Considering the fact that 36 percent of total carbon emissions in Europe during the last decade came from the building industry,[2] as well as 39 percent of total carbon emissions in the United States,[3] the materiality of construction should be a priority for governments’ regulations in the future as measurements against global warming. The amount of CO2 in the atmosphere and the level of carbon emissions of the big economies across the globe are big issues that need to be solved with urgency in order to avoid larger, more frequent climate catastrophes in the future. The current regulation in several countries of the EU, which is incentivizing the use of renewable materials in buildings, is showing the direction the building industry in many other parts of the world should follow. And if these measures are adopted across the EU and beyond – if other countries start to follow this tendency as well – there will be significantly more wood in cities.

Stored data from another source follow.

PR #283, opened 2025-01-06
Add x-maintenance-intent field in opam files

n-osborne:


hannesm:
Thanks for this PR, unfortunately the syntax is different that what we proposed. You use `("latest")`, we specify `"(latest)"`. Would you mind to change this (and move the quotes outwards one character)? Thanks a lot.

n-osborne:
Of course!
Thanks for pointing it out.
Do I need to update the opam files on ocaml/opam-repository too?

hannesm:
> Do I need to update the opam files on ocaml/opam-repository too?

yes, that'd be lovely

However, though the use of wood is one of the most effective mechanisms to decrease CO2 emissions in building construction, there are other considerations that should be made at different scales of the built environment. City density, for example, is directly related to carbon emissions. It is a fact that dense cities are significantly more sustainable than sprawling cities; therefore one path to more sustainable forms of living might be the planning and regulation of compact wooden cities.
But a dense city necessarily requires the construction of high-rise buildings, posing challenges to wood construction technologies, since wood has traditionally been used in small buildings where the structural demands are lower. Also, the durability of wood due to moisture decay and fire has been a problem for timber structures. Fortunately, new timber-based products are being developed which are structurally stronger and last for longer periods of time without any moisture and fire complications. These new products allow us to build high-rise buildings, turning timber into a feasible and convenient alternative to traditional high-rise building materials such as concrete and steel. Wood technology will undoubtedly keep developing along this path, making it possible to build skyscrapers in the future.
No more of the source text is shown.